I am a bit confused with your intimation that the premise of this story is moot (again, I'm assuming that's what you're driving at). With the latest actions of the Fed, and with what's now taking place in Japan, the issue of inflation, cheap money policies, concerns about weak currencies, the investment potential of hard assets, precious metals and other commodities would seem to me to be as current — and as relevant to investors — as ever. And the disparity between Wall Street's gold-price projections … and the more-aggressive estimates put forth by Peter Krauth … I would think makes for some pretty valuable insights for our readers.
We care very much for our readers here at Money Morning. That's why Publisher Mike Ward has made the investment required to assemble a team of experts that includes Peter, Chief Investment Strategist Keith Fitz-Gerald, Shah Gilani, Michael Robinson and others.
We wanted to set ourselves apart from the financial Websites. Most of those folks merely "report" what other so-called "experts" are saying … Here at Money Morning, actual experts tell you what they KNOW. And trust me when I tell you that these are real experts … these are guys who have worked and WON behind Wall Street's velvet rope … and who are now willing to tell you how things really work, to expose Wall Street's dirty tricks, and to show you what you need to do to survive and thrive.
And, having made this investment, we still provide these insights at no cost … each and every weekday … here at Money Morning.
Are we perfect? Absolutely not. But if you look at the body of our work, I think you'd have to agree that it's better than you'll find anywhere else.
It helps that folks such as yourself take the time to let us know what they think. That forces us to examine what we're doing, let's us know if we're not serving our readers' needs, or need to provide more detail and depth on a particular topic.
I hope that I adressed your points. And I hope that my mention of the fact that we've been following this topic for some time makes clear the fact that we're not late to the party on this topic. This analysis is an extension of a large body of work that focuses on this area.
Indeed, I really you having written, for it gave me the opportunity to remind folks how long we've been writing about thyis.
So again, Spud, please let me offer our sincerest thanks to you for taking the time to write … and by all means please do so again.
And may I wish you a New Year that's safe, happy … and exceptionally prosperous…
Respectfully yours;
William Patalon III
Executive Editor
Money Morning & Private Briefing
Don'twaste your time listening to Stnsbury. Do your own thinking.
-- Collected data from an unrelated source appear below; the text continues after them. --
PR #3698, opened 2026-02-19
Show actual Stripe error messages on payment settings page

gianfrancopiana:
Fixes antiwork/gumroad-private#133

## Problem

When users update their payment settings and Stripe returns an error, the frontend replaces the specific, actionable error message (e.g., address/postal code mismatch) with a generic "Your account could not be updated due to an error with Stripe." This leaves users and support staff unable to determine which field needs correction.

## Context

In Oct 2020, we started showing raw Stripe errors directly with the goal of reducing support tickets.

In July 2022, we started hiding Stripe errors behind a generic "contact us" message. This was justified because the actual error was pre-filled into the HelpScout Beacon (an embedded support widget that let users send messages to the support team). Clicking "contact us" would open Beacon with the real error already filled in, so support would receive it without the user needing to understand it.

In July 2023, the Beacon was removed – but the generic message stayed. Since then, users see a generic error with no way to surface the real one to support.

## Approach

The backend already sanitizes Stripe error messages and passes them to the frontend via `errors.base[0]`. The frontend had a special case that checked for `error_code === "stripe_error"` and swapped the real message for a generic one. Removed that branch so the actual error is always displayed.

---

### DIFF
--- a/app/controllers/settings/payments_controller.rb
+++ b/app/controllers/settings/payments_controller.rb
@@ -225,15 +225,13 @@ class Settings::PaymentsController < Settings::BaseController
           comment_type: :note,
           content: result[:error_message]
         )
-        redirect_with_error(result[:error_message], error_code: result[:error_code])
+        redirect_with_error(result[:error_message])
         false
       end
     end
 
-    def redirect_with_error(error_message, error_code: nil)
-      errors_hash = { base: [error_message] }
-      errors_hash[:error_code] = [error_code] if error_code.present?
-      redirect_to settings_payments_path, inertia: { errors: errors_hash }
+    def redirect_with_error(error_message)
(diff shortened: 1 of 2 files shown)


app/javascript/pages/Settings/Payments/Show.tsx
```diff
@@ -113,7 +112,7 @@ type ErrorMessageInfo = {
 export default function PaymentsPage() {
   const page = usePage();
   const props = cast<PaymentsPageProps>(page.props);
-  const errors = cast<{ base?: string[]; error_code?: string[] } | undefined>(page.props.errors);
+  const errors = cast<{ base?: string[] } | undefined>(page.props.errors);
```
hchhabra, line 115: Can `error_code` be removed from the backend response as well now as it's no longer used?

PR #3954, opened 2026-03-11
Guard prefetch side effects in controllers

gumclaw:
Part of #3810

## What

Guard two write side effects behind `unless request.headers["X-Inertia-Partial-Data"]`:

- `LargeSeller.create_if_warranted(current_seller)` in `DashboardController#index`
- `create_user_event("customers_view")` in `CustomersController#index`

## Why

Inertia prefetch fires real controller requests before the user navigates to a page. Without these guards, hovering or mount-prefetching those pages would trigger writes — creating a LargeSeller record or logging a user event — on every prefetch, not just on actual navigation.

Phase 2 of #3810 will defer heavy data behind `InertiaRails.defer`, which causes Inertia to issue partial refetch requests (with `X-Inertia-Partial-Data` set). These guards ensure those requests also skip the side effects. This PR lands the guards first as a safe prerequisite.

---

This PR was implemented with AI assistance using Claude Sonnet 4.6.

Prompts used:

- "PR 2 of 4 — Guard prefetch side effects in controllers"

### DIFF
--- a/app/controllers/customers_controller.rb
+++ b/app/controllers/customers_controller.rb
@@ -21,7 +21,7 @@ class CustomersController < Sellers::BaseController
       pagination: { page: 1, pages: (sales.results.total / CUSTOMERS_PER_PAGE.to_f).ceil, next: nil },
       count: sales.results.total
     )
-    create_user_event("customers_view")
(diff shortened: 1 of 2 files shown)


gumclaw:
Closing: guards folded into per-page defer PRs

PR #3973, opened 2026-03-12
Fix stale sidebar prefetch behavior

gianfrancopiana:
Issue #3810

## What

The Phase 1 prefetch rollout (#3900) broke three tests deterministically on every CI run, which blocked deployments before the change reached production. It also would have caused a bug where prefetch visits polluted the active request counter and route history, making the country selection modal navigate to the wrong page when closed.

This PR keeps hover prefetch on all sidebar links but removes mount prefetch and the global Inertia prefetch `cacheFor` override. It also adds guards in the Inertia router event handlers so prefetch visits never increment `__activeRequests` or write to `inertia_previous_route`.

## Why

Mount prefetch fired 7+ concurrent requests on every page load, inflating the shared request counter that both the test infrastructure (`wait_for_ajax`) and production code (`request.ts`) rely on. The global `cacheFor: ["30s", "5m"]` override added stale-page risk on top of that.

Hover-only prefetch preserves most of the "instant navigation" UX improvement from #3810 while fixing the known regressions. If hover alone isn't fast enough, mount can be re-added selectively per route later, but it should be tested route by route rather than across the whole sidebar.

---

This PR was implemented with AI assistance using Claude Opus 4.6 and gpt-5.4 xhigh

### DIFF
--- a/app/javascript/components/client-components/Nav/index.tsx
+++ b/app/javascript/components/client-components/Nav/index.tsx
@@ -194,12 +194,7 @@ export const Nav = (props: Props) => {
         ) : null}
       </NavSection>
       <NavSection>
-        <ClientNavLink
-          text="Discover"
-          icon={<Search className="size-5" />}
-          href={discoverUrl}
-          exactHrefMatch
-        />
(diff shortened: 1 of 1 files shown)


binary-koan (approved):
Makes sense!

This is great play…yes its the best opportunity to put yyour hard earned money… what a great and a bright spot…. boom bbcode…
Peter I have invested 7.4 kgs of gold in November 2011. What would be my expected returns by now…am quite new to the industry and need some insite.
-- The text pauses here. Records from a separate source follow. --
Issue #3729, opened 2026-02-20
Clean up legacy fee constants — standardize on 10% flat fee


slavingia:
## Summary

Remove legacy fee paths and constants from the codebase. All accounts should be on the current **10% flat fee + Stripe processing** model. The old pre-migration fee tiers and branching logic are dead weight.

### Dead constants
- `GUMROAD_FEE_PER_THOUSAND = 85` — old 8.5% rate, only used by `gumroad_fee_percentage_for_non_migrated_account`, should never apply anymore
- `GUMROAD_NON_PRO_FEE_PERCENTAGE = 60` — old 6% rate for "migrated" accounts, also obsolete
- Both `gumroad_fee_percentage_for_non_migrated_account` and `gumroad_fee_percentage_for_migrated_account` methods can go

### Simplify `calculate_gumroad_fee_per_thousand`
Current logic has three branches:
1. `flat_fee_applicable?` → 10% flat fee (the current model)
2. `seller.tier_pricing_enabled?` → old tier-based pricing
3. `else` → non-migrated vs migrated account branching

Branch 1 is the only one that should remain. Branches 2 and 3 should be removed. All accounts charge using their own Stripe account now, so the `charged_using_gumroad_merchant_account?` branching in fee calculation can likely be simplified too.

### Recurring subscriptions on old fee rates
Old subscriptions that predate the flat fee (`flat_fee_applicable?` returns false via `subscription.flat_fee_applicable?`) are still being charged at legacy rates. We should update these to the current 10% model.

### Keep
- `GUMROAD_FLAT_FEE_PER_THOUSAND = 100` (10%) — this is the standard rate
- `custom_fee_per_thousand` on User and Purchase — this is the manual per-creator discount override, still needed
- `GUMROAD_DISCOVER_*` constants — separate concern (Discover fees), out of scope
- `PROCESSOR_FEE_PER_THOUSAND` / `PROCESSOR_FIXED_FEE_CENTS` — Stripe's actual costs, still needed

## Open questions (for planning meeting)

- How many active subscriptions are still on legacy fee rates? (query subscriptions where `flat_fee_applicable?` is false)
- Do we migrate old subscriptions in one shot or gradually?
- Any creators still on `tier_pricing_enabled?` — can we just flip them to flat fee?
- Should we notify creators whose fee rate will change on recurring charges?

## Goal

`calculate_gumroad_fee_per_thousand` should simplify down to roughly:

Pls I kindly request if you could give me some idea as to much should have accumulated so far.
Regards
Nathaniel
The middle class salaries have been losing purchasing power for about a decade (more than 10% lost) yet essentials like food, education, etc. costs are leading the modest over all inflation.
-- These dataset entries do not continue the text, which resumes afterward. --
PR #3981, opened 2026-03-13
Remove React on Rails

### LINKED ISSUE #3764: Remove React on Rails dependency

gianfrancopiana:
Fixes #3764

## What

Remove the `react_on_rails` gem, `mini_racer`, the SSR webpack bundle, and all `react_component` calls from the codebase. The only remaining React on Rails usage was 2 `react_component` calls in the shared layout shell (Nav and Alert). This PR replaces the Alert with a plain ERB flash partial and removes the Nav entirely since it was dead code.

## Why

Every controller is on Inertia now, so React on Rails wasn't doing anything useful. But we had to keep it around because the shared layout still rendered the Nav and Alert through it. The Nav was already dead code (its display condition was false on every page that uses this layout), and the Alert just needs a simple ERB toast. Dropping it means one fewer webpack build process, fewer gems, and fewer lines of code.

---

This PR was implemented with AI assistance using Claude Opus 4.6 and gpt-5.4 xhigh


app/javascript/components/server-components/support/Header.tsx
```diff
@@ -1,9 +1,6 @@
 import { Github, Search } from "@boxicons/react";
 import { HelperClientProvider } from "@helperai/react";
 import React from "react";
-import { createCast } from "ts-safe-cast";
```
binary-koan, line 4: Can we move these last few files out of `server-components` to avoid confusion?

app/presenters/rendering_extension.rb
```diff
@@ -0,0 +1,126 @@
+# frozen_string_literal: true
+
+module RenderingExtension
```
binary-koan, line 3: Maybe this belongs in `lib` or `app/presenters` or something? Not too worried though

gianfrancopiana: Agreed, the `server-components` name is misleading now that React on Rails is gone. Renaming it would touch ~137 files, so I'd rather keep that cleanup out of this PR and handle it separately.

Issue #3910, opened 2026-03-09
Add a "Full access" API scope


binary-koan:
## Why

We'll need a much more extensive public API for https://github.com/antiwork/gumroad/issues/3713, and will likely share it with the Expo app as well (see https://github.com/antiwork/gumroad-mobile/issues/60). This makes our current approach of granular scopes you need to request individually unmaintainable - we'll be adding new API endpoints regularly and don't want to reauthenticate with new scopes every time.

## How

Doorkeeper doesn't seem to have a built-in way to do this, but it supports a list of allowed scopes in the `doorkeeper_authorize!` method. A simple approach would be to override the method in the API base controller to add the full access scope:

```ruby
def doorkeeper_authorize!(*scopes) = super(*scopes, :full_api_access)
```

(We'd also need to update the `doorkeeper_token.scopes.include?("view_sales")` case in PayoutsController - i.e. have a better way to add extra response data with higher access levels)

PR #3983, opened 2026-03-15
Add "account" API scope with full access to v2 endpoints

binary-koan:
Issue #3910 

Adds a new "account" Doorkeeper scope which allows access to all v2 endpoints. This will make it easier for the CLI and mobile app to automatically get access to new endpoints as we build out the API.

* `doorkeeper_authorize!` is overridden in the base controller to automatically add access for all endpoints (note: this won't work well if we add `account:read` etc, but it's a simple approach that works for now)
* Added to the API docs:
Screenshot 2026-03-15 at 01 02 30


app/controllers/api/v2/payouts_controller.rb
```diff
@@ -51,7 +51,7 @@ def index
   def show
     payout = current_resource_owner.payments.find_by_external_id(params[:id])
     if payout
-      include_sales = doorkeeper_token.scopes.include?("view_sales") && params[:include_sales] != "false"
+      include_sales = (doorkeeper_token.scopes.include?("view_sales") || doorkeeper_token.scopes.include?("account")) && params[:include_sales] != "false"
```
binary-koan, line 54: We might want a `has_scope?` helper at some point, but I think it's not worth it at the moment since there are only two usages here (the rest are in models)

spec/controllers/api/v2/custom_fields_controller_spec.rb
```diff
@@ -34,6 +34,12 @@
         }.as_json(api_scopes: ["view_public"]))
       end
     end
+
+    it "grants access with the account scope" do
```
binary-koan, line 38: Added a simple test that the scope works for each current endpoint

binary-koan (commented):
@gianfrancopiana @ershad Could you review?

spec/controllers/api/v2/resource_subscriptions_controller_spec.rb
```diff
@@ -49,6 +49,12 @@
       expect(response.parsed_body["success"]).to eq(false)
       expect(response.parsed_body["message"]).to eq("Valid resource_name parameter required")
     end
+
+    it "grants access with the account scope" do
+      token = create("doorkeeper/access_token", application: @app, resource_owner_id: @user.id, scopes: "account")
+      get :index, params: { access_token: token.token, resource_name: "sale" }
+      expect(response).to be_successful
+    end
   end
```
gianfrancopiana, line 58: This test shows that `account` can create webhook subscriptions. But those webhooks will never actually fire.

When it's time to deliver a webhook event, `app/modules/user/ping_notification.rb` looks for a token with `view_sales` specifically. It doesn't know about `account`. So you can create the webhook successfully, but events are silently dropped.

To fix:
```ruby
# app/modules/user/ping_notification.rb:29-30
can_view_sales = Doorkeeper::AccessToken.active_for(self).where(application_id: oauth_application.id).find do |token|
  token.includes_scope?(:view_sales) || token.includes_scope?(:account)
end
```

There's an existing test for this behavior in `spec/sidekiq/post_to_ping_endpoints_worker_spec.rb` that should get a matching `account` scope case.

binary-koan:
Nice catch, updated! Could you take another look?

Unfortunately while gold holds its value or even gains, it is useless for buying the baby´s milk. The hard pressed middle class that bought some gold (or silver) is forced to sell it now to buy the baby´s milk, etc. That ain´t gona change until middle class gets better paying jobs, etc. – Expect gold to have continued selling pressure until economy has a real recovery for the middle class, and not just for the corporations with growing international sales.
That plus profit taking in 2012, not 2013 is why gold price is dropping.